To boldly go where no man has gone before is the last thing many homeowners’ associations want their members to do. That includes installing potential “monstrosities” – in the words of Sen. Dan Patrick, R-Houston – on their roofs in the form of solar panels.
At today’s Senate Committee on Intergovernmental Relations meeting several senators, including Sen. Mario Gallegos, Jr., D-Houston, Sen. Robert Nichols, R-Jacksonville and Patrick expressed doubts about three identical bills (SB 238, SB 302, SB 447) relating to the regulation of solar energy devices by a property owners’ association.
Currently homeowners’ associations – source of perennial controversy at the Lege – have the power to deny residents the ability to install solar panels on their homes for purely aesthetic reasons.
“The problem is that if any of the public driving down the street in the neighborhood can see that stuff sticking up over the fence then all the sudden it affects the look of the neighborhood,” said Nichols.
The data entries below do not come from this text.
PR #38951, opened 2020-09-22
Add Layer crs authid expression

roya0045:
## Description

I feel like this is long overdue.

This is especially useful when doing transformation to compare features or simply check if the features are within the map extent without having to manually change the projection in the expression each time.


roya0045:
@nyalldawson is this even a feature? Just exposing new variable? If this is a feature I might add some more vars as I'm at it since this won't be merged soon. I'll see what I can do if I have some time.

roya0045:
bad stalebot

nyalldawson (approved):

roya0045:
YAY Thanks a ton Nyall for reviewing PRs!

PR #38952, opened 2020-09-22
[WFS/OAPIF providers] Fix freeze when feature requests issued from main thread and authentication manager triggers (fixes #37224)

### LINKED ISSUE #37224: Freeze when showing attribute table of WFS layer
How to reproduce: open a project with WFS layer, try to open attribute table

notice: in this scenario, the credentials are not saved in the project or in the auth manager, but entered at opening of the project (I did not test yet in a different manner)

Here are the different stacks

image

image

image

I tried to add a processEvents in `QgsBackgroundCachedFeatureIterator::fetchFeature`, but this brings the freeze to another place (which after a few tries seems to alternate with the first stack above):

image

rouault:


nyalldawson:
@rouault do these changes need to be copied to QgsBlockingNetworkRequest too?

rouault:
> do these changes need to be copied to QgsBlockingNetworkRequest too?

that's actually the other way round. I've taken inspiration from QgsBlockingNetworkRequest for the strategy to adopt regarding signals and threading

nyalldawson:
Ok, great. Thanks for the confirmation!

PR #38956, opened 2020-09-22
[Backport 3.10] [WFS provider] Fix freeze when feature requests issued from main thread and authentication manager triggers (fixes #37224)

### LINKED ISSUE #37224: Freeze when showing attribute table of WFS layer

rouault:
The first commit is a cherry-pick of 2eeceb5fa81b5f6133e7a883859f609f96d3543f that has been in master since 6 months, and was needed to avoid a crash when opening the reproducer project of #37224 due to a invalid layer

The actual fix of the WFS provider is the second commit, which is manual backport of PR #38952

### DIFF
--- a/src/app/qgisapp.cpp
+++ b/src/app/qgisapp.cpp
@@ -13252,10 +13252,13 @@ void QgisApp::activateDeactivateLayerRelatedActions( QgsMapLayer *layer )
     case QgsMapLayerType::RasterLayer:
     {
       const QgsRasterLayer *rlayer = qobject_cast<const QgsRasterLayer *>( layer );
-      if ( rlayer->dataProvider()->dataType( 1 ) != Qgis::ARGB32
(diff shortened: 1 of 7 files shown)


nyalldawson:
I'd like to delay this one by a cycle - even though it's a hang fix, it's moderately high risk

nyalldawson:
Can you back out the changes to the world map gpkg?

rouault:
> Can you back out the changes to the world map gpkg?

Done

nyalldawson (approved):

nyalldawson:

PR #39763, opened 2020-11-02
suggest qt5-image-formats-plugins for server

mbernasocchi:
## Description
This allows using webp in the server, see https://github.com/gem/oq-qgis-server/pull/45 for more details, @jef-n I'm not sure at all if this is how it is done, and if it should recommend or suggest, feel free to kill this PR if it is wrong/unwanted.
It would also need to be backported to 3.16


mbernasocchi:
thanks @jef-n

PR #39766, opened 2020-11-02
Speedup label placement when building against GEOS-3.9.0

strk:
Uses GEOSPreparedNearestPoints signature
See https://trac.osgeo.org/geos/ticket/1007


nyalldawson:
LGTM! Is this safe to backport in your opinion? (ie is the GEOS indexed distance code sufficiently reliable?)

Out of curiosity, do you have any benchtests of the speed bump?

strk:
I've not performed performance tests, was counting on you, @nyalldawson , as the reporter of https://trac.osgeo.org/geos/ticket/1007

nyalldawson:
@strk 
Unfortunately I don't have a QGIS build setup against GEOS master to test with at the moment.

Anyway, changes look good to me!

nyalldawson (approved):

PR #39769, opened 2020-11-03
fix geometry validator

vcloarec:
fix QgsGeometryVaidatot that can make Qgis crash when manipulating vertices

### DIFF
--- a/src/core/qgsgeometryvalidator.cpp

In an attempt to further illustrate how a solar panel could be seen by nearby residents and passersby as a monstrosity, Gallegos asked Rance Clouse of Foris Reality Services, a local solar panel installer, whether he could design a solar panel shaped like the Starship Enterprise. To which Clouse responded, “Yes, I could.”
Although Clouse answered affirmatively, subsequent speakers pointed out the large expense that would have to go into such a custom project as well as the unattractiveness of most asphalt roofs, which would be covered by such an interstellar solar panel.
The language in the bills had both supporters and opponents concerned. As drafted, solar panels would have to be located on the property owner’s roof or in a fenced yard or patio to avoid conflict with homeowners’ associations. However, if solar panels are installed only in the most aesthetically pleasing areas, they risk losing a large portion of their efficiency.
“In order for a solar panel to function properly it needs to be facing the south or southwest,” said Luke Metzger, director of Environment Texas. “We need to be careful about saying you have to put it on the back of the roof or the front of the roof. In backyards the solar panel will probably need to be above the fenceline in order to see the sun.”
David Smith of Texas Neighborhoods Together opposed the bill because his organization favors empowering neighborhoods to adopt standards rather than forcing them upon homeowners’ associations through legislation. “Community standards will really get things going as opposed to empowering individuals to fight associations,” he said.
An almost-identical bill passed through the committee last session only to die on the floor.
“We’ve been dealing with issues of homeowners’ associations for the last two or three sessions,” said Senator Royce West, a Dallas Democrat and chair of the committee. “These bills have all been passed by this committee. Movement by lobbyist groups has tangled them up.”
A lot of other states that have passed similar legislation are actually beating Texas in terms of solar development, according to Cyrus Reed from the Lone Star chapter of the Sierra Club. He said this is one of the laws that could help jumpstart the industry if passed.
John Ponzo, a physician from Central Texas, came to testify simply because he’d like to put a solar panel on his house and he’s having trouble doing so, saying, “I believe that current practices by homeowners’ associations are severely limiting.”